Action item →
The answer is every line of the records that holds the word "sure", copied in full.

Dataset entries:
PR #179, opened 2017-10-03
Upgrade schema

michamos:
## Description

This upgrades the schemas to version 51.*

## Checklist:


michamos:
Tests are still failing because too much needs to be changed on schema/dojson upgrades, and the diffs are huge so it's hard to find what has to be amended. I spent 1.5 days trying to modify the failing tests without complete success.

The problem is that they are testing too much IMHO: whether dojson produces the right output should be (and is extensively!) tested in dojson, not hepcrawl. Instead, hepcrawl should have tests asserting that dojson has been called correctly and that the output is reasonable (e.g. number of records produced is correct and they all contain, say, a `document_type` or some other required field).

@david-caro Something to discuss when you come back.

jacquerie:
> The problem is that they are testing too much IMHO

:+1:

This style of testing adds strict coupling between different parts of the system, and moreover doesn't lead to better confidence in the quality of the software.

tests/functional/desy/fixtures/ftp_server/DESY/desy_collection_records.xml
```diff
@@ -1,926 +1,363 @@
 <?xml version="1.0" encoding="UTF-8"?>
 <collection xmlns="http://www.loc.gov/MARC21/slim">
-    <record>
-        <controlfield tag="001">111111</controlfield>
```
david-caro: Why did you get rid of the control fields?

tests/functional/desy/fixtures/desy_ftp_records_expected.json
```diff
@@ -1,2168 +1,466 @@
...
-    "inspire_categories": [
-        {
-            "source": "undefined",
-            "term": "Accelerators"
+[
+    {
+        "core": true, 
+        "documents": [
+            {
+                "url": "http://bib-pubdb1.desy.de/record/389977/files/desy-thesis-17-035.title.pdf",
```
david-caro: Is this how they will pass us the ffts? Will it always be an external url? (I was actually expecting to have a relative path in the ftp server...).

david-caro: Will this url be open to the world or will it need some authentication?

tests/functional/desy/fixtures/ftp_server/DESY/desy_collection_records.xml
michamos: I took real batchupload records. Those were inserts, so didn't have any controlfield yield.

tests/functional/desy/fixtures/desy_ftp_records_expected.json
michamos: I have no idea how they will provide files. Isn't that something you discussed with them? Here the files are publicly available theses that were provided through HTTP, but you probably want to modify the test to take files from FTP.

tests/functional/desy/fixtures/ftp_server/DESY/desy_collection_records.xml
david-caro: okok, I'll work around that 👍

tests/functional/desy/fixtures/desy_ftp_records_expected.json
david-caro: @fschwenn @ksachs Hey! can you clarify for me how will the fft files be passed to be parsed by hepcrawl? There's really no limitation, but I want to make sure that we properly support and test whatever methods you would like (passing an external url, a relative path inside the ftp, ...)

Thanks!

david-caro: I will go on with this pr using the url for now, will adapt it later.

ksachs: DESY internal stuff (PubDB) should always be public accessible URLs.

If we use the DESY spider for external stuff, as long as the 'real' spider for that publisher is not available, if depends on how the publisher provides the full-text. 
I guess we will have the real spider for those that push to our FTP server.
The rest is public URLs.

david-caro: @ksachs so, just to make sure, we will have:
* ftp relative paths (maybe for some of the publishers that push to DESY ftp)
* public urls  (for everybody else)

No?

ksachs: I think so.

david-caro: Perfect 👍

Worked solution →
david-caro: @fschwenn @ksachs Hey! can you clarify for me how will the fft files be passed to be parsed by hepcrawl? There's really no limitation, but I want to make sure that we properly support and test whatever methods you would like (passing an external url, a relative path inside the ftp, ...)
david-caro: @ksachs so, just to make sure, we will have:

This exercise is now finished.